“Don’t shoulder all the blame yourself, Mariana. He was your superior, a man you were supposed to revere, and he seduced you, led you where he wanted you to go—”
“I thought he knew everything about godliness, understood everything, loved everything. Loved me.”
“When he was still lord bishop of the diocese—I mean still alive, available—then you might have asked him what had prompted him to forget his vows so completely, but even if he understood the darkest corners of his own mind, he still might have been unable or unwilling to explain. Everything comes down to speculation. It leads nowhere. It’s best not to tread that path. He simply and weakly succumbed to desire.”
Mariana nodded. She regained some vigour. Her eyes were beginning to clear. She leaned back on her heels. “Things must be arranged with gentleness. My…” She hesitated. “My son must be told the truth very carefully. And then a visit must be arranged.” She clasped her hands to her breast. “I’ll meet him! Hold him in my arms! A living, breathing creature! Is it a miracle? I cannot believe”—she held out one trembling hand—“I cannot believe that this blood flowing through my veins also flows through his. Flesh of my flesh, my beloved child.”
Hildegard’s first impression of Mariana had been of a fierce, cold woman, unbalanced by the harshness of the regimen at Handale, but now she saw a side that must have been hidden for years.
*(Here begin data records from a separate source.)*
PR #360, opened 2026-04-27
Fix reolink patrol

### LINKED ISSUE #347: Camera occasionally stuck on a single position, returning identical images
## Pitch

Occasionally, cameras get stuck on a fixed position. When requesting images for multiple different positions, the camera keeps returning the same image instead of updating to the requested viewpoints.

This issue has several impacts:

Multiple alerts are generated with misleading azimuth values
Duplicate alerts are triggered for the same fire, leading to a poor user experience
While the issue persists, the camera effectively monitors only a single position

A camera reboot resolves the problem.

## Solution suggestion 
- Monitor that the latest images for each position are actually distinct (frequency to be defined, depending on cost vs. proba of occurence of the issue)
- Automatically reboot the camera when the issue is detected
- Ensure proper logging when the error occurs

Happy to discuss it

MateoLostanlen:
The Reolink cameras regularly freeze. To avoid this issue, we propose regularly checking whether the camera poses are changing. If they are not, we reboot the camera


pyro_camera_api/pyro_camera_api/main.py
```diff
@@ -66,6 +74,22 @@ async def lifespan(app: FastAPI):
...
 
+        stuck_detector_enabled = os.getenv("ENABLE_STUCK_DETECTOR", "true").strip().lower() in (
+            "1",
+            "true",
+            "yes",
+            "on",
+        )
+        if stuck_detector_enabled and getattr(cam, "cam_type", "static") == "ptz" and hasattr(cam, "reboot_camera"):
+            stuck_flag = threading.Event()
+            stuck_thread = threading.Thread(target=stuck_check_loop, args=(cam_id, stuck_flag), daemon=True)
```
fe51, line 85: Minor naming question: `stuck_check_loop` calls its first argument `camera_ip`, but `main.py` passes `cam_id` to it (the `CAMERA_REGISTRY` loop variable). Since `CAMERA_REGISTRY` is keyed by IP here the name is technically correct, but renaming the parameter to `cam_id` in `stuck_detector.py` would align with `main.py` and `patrol.py` conventions.
what do you think ?

fe51 (commented):
Thanks a lot for the PR, seems mainly fine, but one quesiton

`stuck_check_loop` runs in a separate thread from `patrol_loop`, and both access cam.last_images concurrently. 

`stuck_check_loop` runs in a separate thread from `patrol_loop`, and both access `cam.last_images` concurrently. The `cam.last_images.clear()` call after a reboot (`stuck_detector.py` line 166) can race with the patrol loop iterating the same dict and raise `RuntimeError: dictionary changed size during iteration`. Would it be safe to replace `clear()` with resetting only the known pose keys, or add a small lock shared with the patrol loop?
=> I am not mastering threading but I spot this potentiel conflit -> What do you think ? Would it be an issue ?

MateoLostanlen:
Hi @fe51 Good catch ! The real race is in `stuck_check_loop`: it iterates `cam.last_images.items()` while the patrol loop can add new pose keys at the same time, especially right after `clear()` repopulates them. That throws `RuntimeError: dictionary changed size during iteration` and silently kills the detector thread

Fixed in 5558279: I now read by known pose key (`cam.cam_poses`, set at startup) instead of iterating the dict, and reset by key (`last_images[p] = None`) instead of calling `clear()`. No dict mutation, no lock needed

pyro_camera_api/pyro_camera_api/main.py
MateoLostanlen: Good point. I’d rather avoid renaming only stuck_detector.py in this PR: in pyro-engine, cam_id means the camera-pose identifier ("{ip}_{p}"), while here we are passing the CAMERA_REGISTRY key, which is the camera IP. So the cleaner fix would actually be to rename the cam_id loop variable in main.py to camera_ip, and possibly harmonize similar cases elsewhere. I’ll open a follow-up issue for that cleanup instead of expanding this PR scope

MateoLostanlen: https://github.com/pyronear/pyro-engine/issues/368

fe51: okay to me !

fe51:
Okay, thanks for the fix !

fe51 (approved):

After some little time when they had knelt together and talked about her son, a three-year-old in the care of monks at Furness Abbey, her eyes shone with love for the little creature she had held once, briefly, after giving birth in the sordid conditions of a penitential cell.
She was already making plans when, rearranging her torn garments, they left the mortuary together.
Hildegard had promised to accompany Mariana to Basilda’s parlour. To be an advocate if she needed one. Already, Mariana had made the big decision to leave the Order. To regain custody of her child. To plan a future that would be free of lies and punishment.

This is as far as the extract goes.